Она коротко улыбнулась Каландриллу.

— Ценофус — ликтор? — как бы между прочим спросил Брахт.

— Ликтор Кешам-Ваджа, — пояснил Октофан. — Он утверждает, что наша земля находится под юрисдикцией Филомена. Но только не тогда, когда приходит время налогов.

— А этот самый Сафоман — местный бандит? — пробормотал керниец.

— Это сын Мандрадуса эк'Хеннема, — объяснил Октофан. — Мандрадус был властителем Файна, но потом занял не, ту сторону в Войне колдунов. Он пал в битве на Каменном поле, и тиран конфисковал все его земли и другие владения. Сафоман поклялся отомстить за отца и объявил себя законным хозяином Файна. Он утверждает, что вправе взимать с путников поборы. И с пастухов тоже, Бураш его побери!

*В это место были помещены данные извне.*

PR #4831, opened 2017-04-18
Update route naming to make it work on OSO

l0rd:
### What does this PR do?
Name routes using the default scheme: ${ROUTE_NAME}-${NAMESPACE_NAME}
That is mandatory to deploy Che on OpenShiftOnline


ibuziuk (approved):
+ 1 to apply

— Ликтор и Сафоман оба требуют с нас оброк, — горько добавила Пилар.

— А тиран что, ничего не предпринимает против бандитов? — спросил Каландрилл.

Октофан глянул на жену и горько рассмеялся.

— Тиран преспокойненько отсиживается в своем дворце, а Нхур-Джабаль далеко от Файна. И пока ему платят налоги, он оставляет все на усмотрение своих ликторов.

— А ни у Ценофуса, ни у Филомена нет особой склонности к битвам, так? — тихо спросил Брахт.

Октофан неожиданно с подозрением посмотрел на него.

— Похоже, вы не слышали про Войну колдунов?

— Я из Куан-на'Фора, — пояснил Брахт. — Я был в Лиссе и мало что знаю о Кандахаре.

— Тиран Иодридус объявил колдовство вне закона, — объяснил Каландрилл. — Кроме тех колдунов, которым он сам дает разрешение; на остальных были наложены серьезные ограничения — дворяне Кандахара получили предписание сдать своих придворных волшебников, и они восстали. Это событие вошло в историю как Война колдунов.